Effect of ropivacaine on peripheral neuropathy in streptozocin diabetes-induced rats through TRPV1-CGRP pathway

Abstract

Objective To determine the effect of ropivacaine on peripheral neuropathy in diabetic rats and its possible mechanism. Methods Forty-eight Sprague-Dawley rats were randomly divided into six groups: nondiabetic control group, nondiabetic group A (0.25% ropivacaine), nondiabetic group B (0.75% ropivacaine), diabetic control group (diabetic peripheral neuropathy (DPN) +artificial cerebrospinal fluid), diabetic group A (DPN+0.25% ropivacaine), and diabetic group B (DPN + 0.75% ropivacaine), with eight rats in each group. Within an hour of the last administration, the sciatic motor nerve conduction velocity (MNCV) of each group was measured, and the morphological changes of rat sciatic nerve were observed by HE, Weil's staining and electron microscopy. The expression of transient receptor potential vanilloid (TRPV1) in the spinal cord dorsal horn of rats was analyzed by immunohistochemistry, and the expression of Calcitonin gene-related peptide (CGRP) protein in the spinal cord was analyzed by Western blot. Results Compared with the nondiabetic control group, elevated blood glucose, decreased weight and reduced average mechanical withdrawal threshold (MWT), additionally, the sciatic nerves showed significantly slowed conduction velocity (both P<0.001) and damaged pathological structure, the expression of TRPV1 and CGRP were decreased (both P<0.001) in the diabetic groups. Compared with the diabetic control group, down-regulation of TRPV1 and CGRP in spinal cord was significant for the diabetic groups A and B treated with 0.25 and 0.75% ropivacaine, the higher concentration of ropivacaine correlated with a greater change. Conclusion Ropivacaine can significantly block sciatic nerve conduction velocity in DPN rats in a concentration-dependent manner, which may be related to the expression of the TRPV1-CGRP pathway.

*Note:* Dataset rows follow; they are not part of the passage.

PR #6228, opened 2025-01-30
Support cooperative vector including Vulkan-Header

jkwak-work:
Adding a Slang support for cooperative vector with vulkan-header update.


csyonghe (approved):

jkwak-work:
Coopvec tests were failing for "slang-test via glsl" step.
I disabled those tests, and they can be reenabled once we have glsl side support on glslang.

PR #6231, opened 2025-01-30
Declare `VariablePointers` capability when needed.

### LINKED ISSUE #6217: Support VariablePointers capability
We will need to emit `VariablePointers` capability whenever we are emitting OpLoad or OpStore whose value type is a pointer to physical storage buffer storage class.

csyonghe:
Closes #6217.


jkwak-work (approved):
Looks good to me.

PR #6769, opened 2025-04-09
Fix #6544: Properly format nested type names in extensions

### LINKED ISSUE #6544: `getFullName` on type defined in extension returns incorrect string
In the following slang code, a different implementation of `State` is chosen via extensions:

```
public interface IOptimizer<T : __BuiltinFloatingPointType>
{
    public associatedtype State;
}

public struct FullPrecisionOptimizer<T : __BuiltinFloatingPointType>
{
}

public extension FullPrecisionOptimizer<float> : IOptimizer<float>
{
    // Parameter precision is already a float -> Just use it directly
    public typealias State = float;
}

public extension FullPrecisionOptimizer<half> : IOptimizer<half>
{
    // Parameter precision is in half precision -> Store full precision copy
    public struct State
    {
        public float paramFullPrecision;
        public half paramHalfPrecision;
    }
}
```

Looking up `FullPrecisionOptimizer<half>::State` via reflection succeeds. However, calling `getFullName()` on the resulting type reflection returns `.State`, and not `FullPrecisionOptimizer<half>.State` as expected.

Minimum repro via sgl:
```
import sgl

device = sgl.Device()

m = device.load_module("repro.slang")
state = m.layout.find_type_by_name("FullPrecisionOptimizer<half>::State")
print(state.full_name) # Returns ".State", should be "FullPrecisionOptimizer<half>.State"
```

szihs:
Modify DeclRefBase::toText to properly handle types defined in extensions by qualifying them with their parent type name. This ensures getFullName() returns the full name like 'FullPrecisionOptimizer<half>.State' instead of just '.State'. 

Also add diagnostic tests for the same


kaizhangNV (dismissed):

kaizhangNV:
Is there an issue number associated with this?

szihs:
> Is there an issue number associated with this?
https://github.com/shader-slang/slang/issues/6544

source/slang/slang-ast-decl-ref.cpp
```diff
@@ -318,6 +318,20 @@ void DeclRefBase::toText(StringBuilder& out)
         return;
     }
 
+    // Handle extension types - format as "ParentType.MemberName"
+    auto currentDecl = getDecl();
+    if (currentDecl && currentDecl->parentDecl && as<ExtensionDecl>(currentDecl->parentDecl))
+    {
+        auto extDecl = as<ExtensionDecl>(currentDecl->parentDecl);
+        if (extDecl->targetType)
```
csyonghe, line 326: This is dropping generic arguments for the parent.
If I have
```
extension<T:IFoo, int N> Array<T, N>
{
        void member() {}
}

struct Bar : IFoo {};
```
And then I have a declref to `Array<Bar,3>.member`, the current logic will print `Array<T,N>.member`.

csyonghe: This should be:
```
getTargetType(getCurrentASTBuilder(), getParent())->toText(out);
out << ".";
...
```

csyonghe (changes requested):
Requesting changes since I think it is incorrect to drop declref info in `toText`.

source/slang/slang-ast-decl-ref.cpp
szihs: > This is dropping generic arguments for the parent. If I have
> 
> ```
> extension<T:IFoo, int N> Array<T, N>
> {
>         void member() {}
> }
> 
> struct Bar : IFoo {};
> ```
> 
> And then I have a declref to `Array<Bar,3>.member`, the current logic will print `Array<T,N>.member`.

@csyonghe can you help with the reproducer of this case. I want to understand how would it break . Thanks

szihs: Done - Added test case and used getTargetType

source/slang/slang-ast-decl-ref.cpp
```diff
@@ -333,29 +333,54 @@ void DeclRefBase::toText(StringBuilder& out)
...
     }
 
-    decls.reverse();
+    declRefs.reverse();
 
     bool first = true;
-    for (auto decl : decls)
+    for (auto declRef : declRefs)
     {
+        auto decl = declRef->getDecl();
```
csyonghe, line 368: In this loop you are already iterating through all parent decls, why checking for decl->parentDecl again?

Just check if decl is a extension decl and apply the logic there.

PR #6773, opened 2025-04-09
Fix benchmark/compile.py nested f-string and deprecated constant issues

### LINKED ISSUE #6772: benchmark\compile.py fails due to nested f-string syntax error
When running the benchmark in CI, the following error occurs:

```
Notice:  To update, run: python.exe -m pip install --upgrade pip
  File "C:\actions-runner\_work\slang\slang\tools\benchmark\compile.py", line 188
    print(f'Total: **{timings[f'full/{target_ext}/precompilation']['compileInner']} ms**\n')
                                ^^^^
SyntaxError: f-string: unmatched '['
Error: Process completed with exit code 1.
```
The error is caused by nested f-strings with incompatible quote usage. The nested f-string f'full/{target_ext}/precompilation' inside the outer f-string creates a syntax error.

gtong-nv:
This commit resolves two issues in the benchmark script:
1. Fixed nested f-string syntax error that was causing CI failures (fixes #6772)
2. Fixed key access error handling for timing dictionary

The nested f-string was causing a syntax error in CI, and the proper fix is to create the key variable separately before using it. Also improved error handling for cases where compilation fails and timing data might be missing.

Fixes: #6772

### DIFF
--- a/tools/benchmark/compile.py
+++ b/tools/benchmark/compile.py
@@ -73,9 +73,9 @@ def run(command, key):
         try:
             results = subprocess.check_output(command, stderr=subprocess.STDOUT, shell=True).decode('utf-8')
         except subprocess.CalledProcessError as exc:
+            print(f"[Error] Failed to run command: {command}")
             print(exc.output.decode('utf-8'))
-            return
-            # exit(-1)
+            return  # Return without adding to timings
 
         p = parse(results)
         if len(profile) == 0:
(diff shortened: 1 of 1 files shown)


jkwak-work:
The change looks good.
I re-triggered the benchmark CI until it picks up the older machine to make sure the change works also on the older machine, `SlangWin10-2`.
The first attempt of it picked up the new GCP machine, `slang-win-2022-runner-4`, and it passed the test.

jkwak-work (approved):
The change appears to be working for both GCP and the regular runners.

PR #6776, opened 2025-04-09
Add a workflow for auto labeling issues

sricker-nvidia:
Change introduces a workflow that will automatically run on new issues and add a "Dev Opened" label if opened by select dev members. This workflow can be used to add additional labels in the future.


.github/workflows/add-issue-labels.yml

Keywords: calcitonin gene-related peptide; diabetes; peripheral nerve; rat; ropivacaine.

Figure 1. Experimental scheme to determine the effect of intrathecally injected ropivacaine at common dosages on nerve conduction velocity and CGRP expression in the spinal dorsal horn in STZ-induced DPN rats

Figure 2. Changes in diabetic group rats

(A) The change of weight during the modeling process. (B) The change of blood glucose during the modeling process. (C) The change of reflex pain threshold during the modeling process. Values are expressed as mean ± S.E.M. (n=24 in each group). Data were analyzed by one-way ANOVA followed by Tukey’s multiple test. Data were compared with data from the control group over the same period. **P<0.01, ***P<0.001.

Figure 3. Effect of ropivacaine on pathomorphological changes of the sciatic nerve in DPN rats

(A) Histopathology changes of sciatic nerve in rats (HE, 40×). (B) Histopathology changes in sciatic nerve in rats (Weil’s myelin staining, 40×). (C) Observation of sciatic nerves in rats by transmission electron microscope (10k×). (a) Nondiabetic control group; (b) nondiabetic group A; (c) nondiabetic group B; (d) diabetic control group; (e) diabetic group A; (f) diabetic group B.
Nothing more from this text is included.